Ahead of Wednesday’s protest, presidential candidates Donald Trump and Hillary Clinton weighed in on the violence in Charlotte, which came on the heels of another fatal police shooting of a black man, Terence Crutcher, on Friday in Tulsa.

“Keith Lamont Scott. Terence Crutcher. Too many others. This has got to end. -H,” tweeted Democrat Clinton, signing the post herself.

After calling to “make America safe again” in a tweet, Trump suggested later Wednesday that the Tulsa officer who shot Crutcher had “choked.”

“I don’t know what she was thinking,” the Republican said, speaking at an African-American church in Cleveland, Ohio.

– Divergent accounts –
The Charlotte shooting took place at 4:00 pm (2000 GMT) Tuesday as officers searching for a suspect arrived in the parking lot of an apartment complex.

They spotted a man later identified as Scott, who they said was holding a handgun as he exited and then re-entered a vehicle, Charlotte-Mecklenburg police chief Kerr Putney told journalists.

Officers approached the man and loudly commanded him to get out and drop the weapon, at which point Scott exited the vehicle armed, according to police.

“He stepped out, posing a threat to the officers, and officer Brentley Vinson subsequently fired his weapon, striking the subject,” the police chief said.

However, Putney added that he did not know whether Scott “definitively pointed the weapon specifically toward an officer.”

Carrying a firearm is legal under “open carry” gun laws in North Carolina.

Scott’s relatives told local media that he was waiting for his young son at school bus stop when police arrived.

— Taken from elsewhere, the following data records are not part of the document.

PR #343, opened 2021-11-18
Bump TFLite Micro

robertszczepanski:
This PR bumps TF Lite Micro and removes it form submodules. It has been generated with `create_tflm_tree.py` provided by TFLite Micro which is mentioned in #233.
This PR will be followed by a PR that adds sync CI which will automatically update `third_party/tflite-micro` nightly via PRs like in https://github.com/tensorflow/tflite-micro-arduino-examples. That PR will also add a way to update `tflite-micro` via `scripts/setup`. It is almost ready.

@tcal-x I have a question about `proj/mnv2_first/src/tensorflow/lite/kernels/internal/reference/sub.h`. How to properly update this file? Is it different than https://github.com/tensorflow/tflite-micro/blob/main/tensorflow/lite/kernels/internal/reference/sub.h?
Right now I just modified it manually so it seems to work with CFU Playground's demos but I don't think that's the expected solution.

PR #346, opened 2021-11-19
Add CI that automatically updates `third_party/tflite-micro`

robertszczepanski:
This PR should be merged after #343. It introduces new CI workflow that checks if there are any updates possible to apply on `third_party/tflite-micro`.

It also adds a script to update it manually. It is also included in `scripts/setup` so running a setup will also update `tflite-micro`. If there is already existing `third_party/tflite-micro` setup script will prompt a warning to not override an existing one. If user decides to remove it, then setup script will get the latest version.
Current TF Lite Micro version used by CFU Playground will be stored in `conf/tflite-micro.version`.

Since this was tested on Antmicro's fork, there is an Antmicro's bot account set up in CI. You can either let me know what should be a name and email of an account for CFU Playground or you can merge this PR and override it yourself. However you will need to set a secret token `GH_SERVICE_ACCOUNT_TOKEN` for this repo to make it work.

Here is how it looks: https://github.com/antmicro/CFU-Playground/pull/2

It is set up to enable auto-merge but I can also set it to assign someone as a reviewer on every PR created.

FYI @tcal-x

### DIFF
--- a/scripts/sync_from_tflite_micro.sh
+++ b/scripts/sync_from_tflite_micro.sh
@@ -1,0 +1,68 @@
+#!/usr/bin/env bash
+# Copyright 2021 The CFU-Playground Authors
+# Copyright 2021 The TensorFlow Authors. All Rights Reserved.
+#
+# Inspiried by https://github.com/tensorflow/tflite-micro-arduino-examples/blob/main/scripts/sync_from_tflite_micro.sh
+#
+# Licensed under the Apache License, Version 2.0 (the "License");
+# you may not use this file except in compliance with the License.
+# You may obtain a copy of the License at
+#
+#      http://www.apache.org/licenses/LICENSE-2.0
+#
+# Unless required by applicable law or agreed to in writing, software
+# distributed under the License is distributed on an "AS IS" BASIS,
+# WITHOUT WARRANTIES OR CONDITIONS OF ANY KIND, either express or implied.
+# See the License for the specific language governing permissions and
+# limitations under the License.
+
+set -ex
+
+SCRIPT_DIR="$(cd "$(dirname "${BASH_SOURCE[0]}")" && pwd)"
+CFU_ROOT="$(dirname $(dirname $(realpath ${BASH_SOURCE[0]})))"
+cd "${ROOT_DIR}"
+
+TEMP_DIR=$(mktemp -d)
+cd "${TEMP_DIR}"
+
+echo Cloning tflite-micro repo to "${TEMP_DIR}"
+git clone --depth 1 --single-branch "https://github.com/tensorflow/tflite-micro.git"
+cd tflite-micro
+git rev-parse --short HEAD >| ${CFU_ROOT}/conf/tflite-micro.version
+
+make -f tensorflow/lite/micro/tools/make/Makefile clean_downloads
+
+OUTPUT_DIR="${TEMP_DIR}/tflm_tree"
+
+# Create the TFLM base tree, get person_detection for its models
+python3 tensorflow/lite/micro/tools/project_generation/create_tflm_tree.py "${OUTPUT_DIR}"
+
+# Download person_model_int8 third party. URL taken from tflite-micro:
+# https://github.com/tensorflow/tflite-micro/blob/main/tensorflow/lite/micro/tools/make/third_party_downloads.inc
+PERSON_MODEL_INT8_ZIP="tf_lite_micro_person_data_int8_grayscale_2020_12_1.zip"
+PERSON_MODEL_INT8_URL="https://storage.googleapis.com/download.tensorflow.org/data/${PERSON_MODEL_INT8_ZIP}"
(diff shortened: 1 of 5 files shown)


scripts/sync_from_tflite_micro.sh
```diff
@@ -0,0 +1,68 @@
...
+cp tensorflow/lite/micro/kernels/depthwise_conv_test* ${OUTPUT_DIR}/tensorflow/lite/micro/kernels
+cp -r tensorflow/lite/micro/kernels/testdata ${OUTPUT_DIR}/tensorflow/lite/micro/kernels/
+cp -r tensorflow/lite/micro/models ${OUTPUT_DIR}/tensorflow/lite/micro/
+cp -r tensorflow/lite/micro/tools ${OUTPUT_DIR}/tensorflow/lite/micro/
+cp -r person_model_int8/* ${OUTPUT_DIR}/tensorflow/lite/micro/examples/person_detection/
+
+# copy ${OUTPUT_DIR} to the repo
+cp -aT "${OUTPUT_DIR}" "${CFU_ROOT}/third_party/tflite-micro"
+
+rm -rf "${TEMP_DIR}"
```
tcal-x, line 68: Is there a reason that you remove `TEMP_DIR` but not `OUTPUT_DIR`?

tcal-x: Ah, I see, `OUTPUT_DIR` is a child of `TEMP_DIR`.

tcal-x (approved):
LGTM

tcal-x:
Hi @robertszczepanski , the runs are failing as expected (https://github.com/google/CFU-Playground/runs/4424822552?check_suite_focus=true).    So now it's time for the next step.

This is my first time using tokens so I'll need your help.   Do I go to the repo settings, "secrets", then create an environment?  You're not talking about a personal access token (https://github.com/settings/tokens), right?  

And for the name/e-mail, is that usually an e-mail alias/list of the repo admins?

mithro:
Please sync with @acomodi at Antmicro about how to do this with deploy keys.

PiotrZierhoffer:
Hi @tcal-x 

The flow we follow here is based on our work with TensorFlow Lite Micro (e.g. https://github.com/antmicro/tensorflow-arduino-examples). Looking back at it, it might be a little bit too complex for you, as it requires an additional user.

I will describe it below nevertheless. In few hours I will try to describe the way with SSH deploy keys, which does not require additional accounts and is generally easier to manage.

============ 

Secrets have to be defined here:
https://github.com/google/CFU-Playground/settings/secrets/actions

For tflite we created a separate account with write access. You should have a custom bot user as well. You could use your own account, but frankly speaking I would not recommend it.

The token is the Personal Access Token of that account and you need to create it manually.
You don't need (and should not) add too many permissions to this token. A single tick next to `public_repo` should be enough, but we can discuss it offline if it's not.

**Be aware that this token will not be readable after creation. You need to write it down somewhere.**

Then you need to change the username/mail to the account you created: https://github.com/google/CFU-Playground/pull/346/files#diff-099b8b414ddee5c6ab30545910ee726e5132ddbebbad8c2e2695596771186ba7R18

Last step is to create the secret variable `GH_SERVICE_ACCOUNT_TOKEN` with the proper value.

============ 

As I mentioned, in few hours I'll give you a description with fewer steps, that will be a bit easier to manage.

tcal-x:
@PiotrZierhoffer yes I would definitely be interested in the "deploy keys" approach if it is simpler, thanks!

PiotrZierhoffer:
Ok, after a few more iterations I believe we can follow the symbiflow-arch-defs example: https://github.com/SymbiFlow/symbiflow-arch-defs/blob/5f7c92ed02ebb1a5279a56e42e4d07bfc4bfe860/.github/workflows/update_conda_lock.yml

This will require no additional users.

Todo:

* with `ssh-keygen` create an SSH key pair. I recommend providing a distinctive name, as it will be used for this specific purpose only.
* in the deploy key settings add the content of the file with a public key generated in the previous step: https://github.com/google/CFU-Playground/settings/keys . Remember to check the "Allow write access" checkbox.
* add the content of the file with a private key as a secret variable: https://github.com/google/CFU-Playground/settings/secrets/actions . Name the variable `SSH_DEPLOY_KEY`.

With this we'll create a trivial PR that will adjust everything. 

Please note - this setup will NOT force CI on PR creation, only on push events. It's not really a big difference in this case, but it's important to keep all the workflows active both for PRs and pushes. I verified that right now everything is configured properly.

Please let me know if the above makes sense and ping me when you create these variable/deploy key.

tcal-x:
@PiotrZierhoffer , thank you!  

One question -- do I set a **passphrase** for the key pair?

mithro:
No

tcal-x:
@PiotrZierhoffer , I generated the key pair with:
```
ssh-keygen -t rsa -b 4096 -C "CFU Playground for TFLM"
```
and installed the keys as you described.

He was not carrying a gun but a book when he was shot dead, they said — an account police disputed.

“I can tell you a weapon was seized. A handgun,” Putney said. “I can also tell you we did not find a book that has been made reference to.”

Anger was simmering in Charlotte earlier in the day, especially over the police chief’s assertion that Scott had been armed.

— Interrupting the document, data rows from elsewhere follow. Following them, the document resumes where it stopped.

PR #350, opened 2021-11-23
mnv2_first/src: remove unused customizations

alanvgreen:
Remove these ops. They were only customized to allow parameters to be
dumped to the console while exploring the model. This is no longer
required, and keeping these ops was complicating the TfLite uprev.


alanvgreen:
Unblocks #343

tcal-x (approved):
LGTM
Thanks Alan.

PR #358, opened 2021-11-30
Bump python deps to tip of main/master.

tcal-x:


tcal-x:
These are real failures, due to a changed memory allocation in Fomu and iCEBreaker.   The original 128kB "sram" has been split into "sram" and "main_ram", 64kB each.  I knew we'd need to make adjustments when I saw this change go in 2 months ago, but then I forgot about it.

alanvgreen (approved):
LGTM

“It’s a lie,” said Taheshia Williams, whose daughter attends school with the victim’s son. “They took the book and replaced it with a gun.”

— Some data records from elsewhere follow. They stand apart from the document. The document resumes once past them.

PR #340, opened 2021-12-19
Filter out archived headings from agenda items

logc:
This change removes archived items, i.e. headings under a tree with the ARCHIVE tag, from the agenda shown on the dashboard. Tested locally on my Emacs setup.

Please let me know if there is something missing from this PR (documentation changes, tests, etc ...). I hope this contribution is useful to others apart from me: showing archived items should not happen in an agenda view. I guess this happens in the dashboard because it is not a standard org-agenda view (?)


jcs090218:
The CI does not pass. Seems like the function `org-in-archived-heading-p` does not defined in `org-mode`? Is the function only exists in the newer `org-mode`? 😕

jcs090218 (approved):

logc:
I have tried out the change on the following versions, quite recent because recently re-installed:

- GNU Emacs 27.2 (build 1, x86_64-apple-darwin19.6.0, Carbon Version 162 AppKit 1894.6) of 2021-11-24
- Org mode version 9.5.1 (9.5.1-g895e0b @ ...)

jcs090218:
It does make sense. Not sure if we should add a custom variable for this?

I will merge this for now! Thanks for the contribution! 👍

PR #343, opened 2021-12-21
Simplify with cl-case instead of cond

jcs090218:


dashboard-widgets.el
```diff
@@ -1193,12 +1193,11 @@ found for the strategy it uses nil predicate."
...
-   ((eq 'time-up strategy) 'org-time-less-p)
-   ((eq 'time-down strategy) (lambda (a b) (org-time-less-p b a)))
-   ((eq 'todo-state-up strategy) '>)
-   ((eq 'todo-state-down strategy) '<)
-   (t nil)))
+  (cl-case strategy
+    (`time-up 'org-time-less-p)
+    (`time-down (lambda (a b) (org-time-less-p b a)))
+    (`todo-state-up '>)
+    (`todo-state-down '<)))
```
jcs090218, line 1200: We don't need `(t nil)` since it will just return `nil` when nothing matches.

PR #354, opened 2022-01-28
correct straight.el package count

cburroughs:
In emacs the "size" of as hash table refers to how big the table
itself is.  In other words, its capacity.  "count" is for "the actual
number of entries".


jcs090218 (approved):

jcs090218:
Thanks!

PR #350, opened 2022-01-20
Custom dashboard-agenda-prefix-format.

ricardoricho:
Hi, this is for #339. 

In that case, for a 'LONGLONGCATEGORY' with length 16 the `dashboard-agenda-prefix-format` could be `" %i %16c %-10s "`. I hope the comments on the README file are clear enough. 
Thanks.

PR #355, opened 2022-01-29
Fix #353 space between todo and headline.

### LINKED ISSUE #353: No space between TODO and todo item
In the agenda items list there are no spaces between the TODO and the todo item. It looks like

...   TODOthis has to be done
...   TODOnext item to be done

I'm using Emacs 29.0.50, everything else is from MELPA and is up-to-date.

ricardoricho:
I also modify some code as suggested in #350 

I change `add-to-list` with another `if-let` trying to keep the list `org-agenda-prefix-format` as clean as possible and prevent to keep adding a `'dasboard-agenda` entry each time `dashboard-agenda-prefix-format` change.


jcs090218 (approved):

jcs090218:
Perfect! Thanks for the changes! :)

PR #358, opened 2022-02-08
Add Lsp Session folders widget

gtejedap:
Add Lsp Session folders widget


jcs090218:
I am not sure about this. Shouldn't this be in a separate package? Maybe a package name `dashboard-lsp`, `dashboard-lsp-folders`, etc? 😕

Earlier on Wednesday evening, several hundred angry protesters, mostly African American, marched to the Charlotte police headquarters.

Some chanted “No Justice! No Peace!” while others banged on the door.

A young boy held a sign saying “My life matters.”

– Series of shootings –
A string of fatal police shootings — from Baton Rouge, Louisiana to St. Paul, Minnesota — has left many Americans demanding law enforcement reforms and greater accountability.

In the southern state of Oklahoma, Tulsa police chief Chuck Jordan called video footage of Crutcher’s deadly shooting on Friday disturbing and “very difficult to watch.”

The 40-year-old is seen with his hands up, appearing to comply with police officers before he is shot once by officer Betty Shelby and falls to the ground. Another officer fires his stun gun.

The US Department of Justice said Monday it would conduct a federal civil rights probe into the Tulsa shooting, parallel to an investigation being carried out by local authorities.